US real estate giant Prologis is pressing FTSE 100 firm Segro's shareholders to support its £12.6bn acquisition proposal. Segro has vehemently rejected the bid, calling it opportunistic and inadequate.

  • Prologis is appealing directly to Segro shareholders for support of its £12.6bn takeover bid.
  • Segro, a FTSE 100 property giant, has strongly rejected the 925p per share offer, deeming it 'opportunistic' and 'inadequate'.
  • The dispute centres on the valuation of Segro's data centre portfolio and the premium offered by Prologis.
  • Prologis claims the deal offers a 'substantial upfront premium' and access to a larger global data centre platform.
  • Segro argues its estate is more valuable and that the bid undervalues its future growth, particularly in data centres.

The proposed £12.6bn takeover bid by US real estate giant Prologis for FTSE 100 property company Segro has ignited fierce debate over the merits of a deal worth nearly 25% above Segro's closing share price at the time of the bid. With Prologis touting its offer as a "substantial upfront premium" and access to an expanded global network of data centres, it is clear that both parties have differing views on the value of their respective assets.

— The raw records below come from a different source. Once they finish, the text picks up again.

PR #3369, opened 2023-05-07
Allow customizing notification templates per project

vindex10:
There is a way to have customizable templates for dispatch today, by mounting a volume with a customized templates dir as part of the docker compose:

```
  web:
    image: dispatch-local
    ...
    volumes:
      - "../dispatch-templates/messaging-email-templates:/usr/local/lib/python3.11/site-packages/dispatch/messaging/email/templates"
```

This approach does allow to customize the templates "deployment"-wide.

In this PR I suggest a small extension of this functionality. You can create a folder per project (identified by project id):

```
dispatch/messaging/email/templates/project_id/<project_id>/base.mjml
```

This will be used at the first place if exists, otherwise will gracefully fall back to the default template like "/templates/base.mjml".

I was a bit afraid to use "slug" of the project name, because this requires more careful work on escaping system paths and making sure we don't expose something by engineering a weird project name. This can be expanded  in future though, by introducing another subdir "templates/project_slug/<project_slug>".

### DIFF
--- a/src/dispatch/messaging/email/utils.py
+++ b/src/dispatch/messaging/email/utils.py
@@ -4,6 +4,7 @@ import subprocess
 import tempfile
 
 from dispatch.config import MJML_PATH
+from dispatch.project.models import Project
 
 
 from dispatch.messaging.strings import (
@@ -20,7 +21,7 @@ from .filters import env
 log = logging.getLogger(__name__)
 
 
-def get_template(message_type: MessageType):
+def get_template(message_type: MessageType, project: Project):
     """Fetches the correct template based on the message type."""
     template_map = {
         MessageType.incident_executive_report: ("executive_report.mjml", None),
@@ -45,19 +46,26 @@ def get_template(message_type: MessageType):
         ),
     }
 
-    template_path, description = template_map.get(message_type, (None, None))
+    template_key, description = template_map.get(message_type, (None, None))
 
-    if not template_path:
+    if not template_key:
         raise Exception(f"Unable to determine template. MessageType: {message_type}")
 
-    return env.get_template(os.path.join("templates", template_path)), description
+    template_path = os.path.join("templates", "project_id", f"{project.id}", template_key)
+    try:
+        template = env.get_template(template_path)
+    except FileNotFoundError:
+        template_path = os.path.join("templates", template_key)
+        template = env.get_template(template_path)
+
+    return template, description
 
 
 def create_multi_message_body(
-    message_template: dict, message_type: MessageType, items: list, **kwargs
+        message_template: dict, message_type: MessageType, items: list, project: Project, **kwargs
 ):
     """Creates a multi message message body based on message type."""
-    template, description = get_template(message_type)
+    template, description = get_template(message_type, project)
 
     master_map = []
     for item in items:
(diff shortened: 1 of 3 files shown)


kevgliss:
This looks great @vindex10! As this approach fallbacks gracefully, I see no reason why it can't be merged. Thanks for the contribution. 

As far as documentation, we don't currently have a good space for something like this. Maybe we could create new page for "Messaging" related settings here: https://netflix.github.io/dispatch/docs/administration/settings ?

vindex10:
Sounds good! Could also include information about the recent markdown enhancement in there :)

src/dispatch/messaging/email/utils.py
```diff
@@ -45,19 +46,26 @@ def get_template(message_type: MessageType):
...
+    if not template_key:
         raise Exception(f"Unable to determine template. MessageType: {message_type}")
 
-    return env.get_template(os.path.join("templates", template_path)), description
+    try:
+        template_path = os.path.join("templates", "project_id", f"{project_id}", template_key)
+        template = env.get_template(template_path)
+    except jinja2.exceptions.TemplateNotFound:
+        template_path = os.path.join("templates", template_key)
+        template = env.get_template(template_path)
```
mvilanova, line 59:
```suggestion
    try:
        template_path = os.path.join("templates", "project_id", f"{project_id}", template_key)
    except jinja2.exceptions.TemplateNotFound:
        template_path = os.path.join("templates", template_key)

template = env.get_template(template_path)
```

src/dispatch/messaging/email/utils.py
```diff
@@ -45,19 +46,26 @@ def get_template(message_type: MessageType):
...
-    if not template_path:
+    if not template_key:
         raise Exception(f"Unable to determine template. MessageType: {message_type}")
 
-    return env.get_template(os.path.join("templates", template_path)), description
+    try:
+        template_path = os.path.join("templates", "project_id", f"{project_id}", template_key)
+        template = env.get_template(template_path)
+    except jinja2.exceptions.TemplateNotFound:
+        template_path = os.path.join("templates", template_key)
```
mvilanova, line 58: We may want to add log a warning using `log.warn()`, if the template is not found and the default is used.

src/dispatch/messaging/email/utils.py
```diff
@@ -45,19 +46,26 @@ def get_template(message_type: MessageType):
...
+        template = env.get_template(template_path)
+
+    return template, description
 
 
 def create_multi_message_body(
-    message_template: dict, message_type: MessageType, items: list, **kwargs
+        message_template: dict, message_type: MessageType, items: list, project_id: int, **kwargs
```
mvilanova, line 65: Indentation seems to be wrong here.

mvilanova (changes requested):

mvilanova:
@vindex10 can you run `black` against the files you changed? It will fix the formatting issues the lint tests are complaining about.

src/dispatch/messaging/email/utils.py
vindex10: I ran through black

src/dispatch/messaging/email/utils.py
vindex10: we want to call "get template" to be able to catch TemplateNotFound :)

src/dispatch/messaging/email/utils.py
vindex10: But since this feature was not available before and nobody really requested it, sounds like most of the times the warning will be issued :)

do you think debug log will be more appropriate here? which will show what was the template path resolved?

vindex10: I added the debug for now, here is the example of how I tested it:

```
dispatch-web-1  | DEBUG:Resolved template path: templates/project_id/6/notification.mjml:/usr/local/lib/python3.11/site-packages/dispatch/messaging/email/utils.py:get_template:60
```

vindex10:
I definitely am, @kevgliss :) please do! Thank you!

kevgliss:
Thanks! This will be added in our next release.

Segro has vigorously rejected the 925p per share offer, labelling it "opportunistic, one-sided and inadequate", highlighting a core tension in the proposed deal. The London-listed firm has invested heavily in its data centre operations in recent years, and is adamant that its portfolio holds greater value than Prologis'. This assessment is bolstered by Segro's announcement of a joint venture with a London-based data centre firm to develop a new facility in Paris, aimed at showcasing the company's independence and future growth potential.

Prologis, however, argues that a merger would provide Segro shareholders with access to a more experienced, larger and better-capitalised data centre platform, offering a "substantial upfront premium". Furthermore, the US firm claims that combining the two entities into a larger investment trust would stimulate economic growth within the UK by driving continued investment in vital logistics infrastructure, thereby enhancing supply chain resilience and fostering long-term economic opportunities.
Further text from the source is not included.